ところが、こういうことと、もう一つは、仏教を実践するということから言うと、これは哲学で はなくて、仏教の法に達するためには喜捨(きしゅ)をする、自分の全財産、あるいはすべてのも のをなげうって仏のためにささげるという喜捨という行為です。仏教の哲学はわからなくとも、喜捨をすればいいんだということを説いた僧たちが、やはり中国仏教の最初の時期にいたわけです。そういう風潮が四、五世紀ごろに盛んであったわけです。言うならばこの二つを、仏教を実践するお坊さんたちがともに行なって行こうとするわけです。それで喜捨ということは何でも行動にあら わす。

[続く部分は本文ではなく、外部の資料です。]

PR #365, opened 2015-01-08
Suppress warnings generated by mkdir.

andris-sevcenko:
When having an illegal path, mkdir will generate a warning which, on some servers, can botch up a JSON response. Suppressing it allows these scenarios to be handled using Exceptions.


frankdejonge:
@andris-sevcenko these errors are meaningful though and should lead to a developer action. The error can also be suppressed globally, which is what you want to do in production anyway. If the root dir can't be created, it's a real issue, but not something Flysystem is reponsible for. The encapsulating code should take care of this and prevent the error from happening in the first place.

物を、金であろうが、財産であろうが、自分の邸宅であろうが、あるいは自分自身も、というふうにあらゆるものを投げ出すという実践的なものです。この実践によって何かを得るんだ、言うならば、そういうことがまじないの作用をして何かを得るんだ、あるいは災いを福にするんだ、あるいは病気をなおすんだ、あるいは死んでから仏の世界へ行けるんだ、こう説くわけです。ですから、この行為は実は前の行為とぜんぜん裏腹みたいな、前は脱社会でありますけれども、この喜捨のほうは社会に向かってあらゆるものを仏さまのために投げ出す、ということは、寺をつくりなさい、あるいは仏像をつくりなさい、というふうにするわけです。前者のほうが脱社会なら、喜捨のほうは、もう一遍何かにおいて社会の中にはいって行くことになります。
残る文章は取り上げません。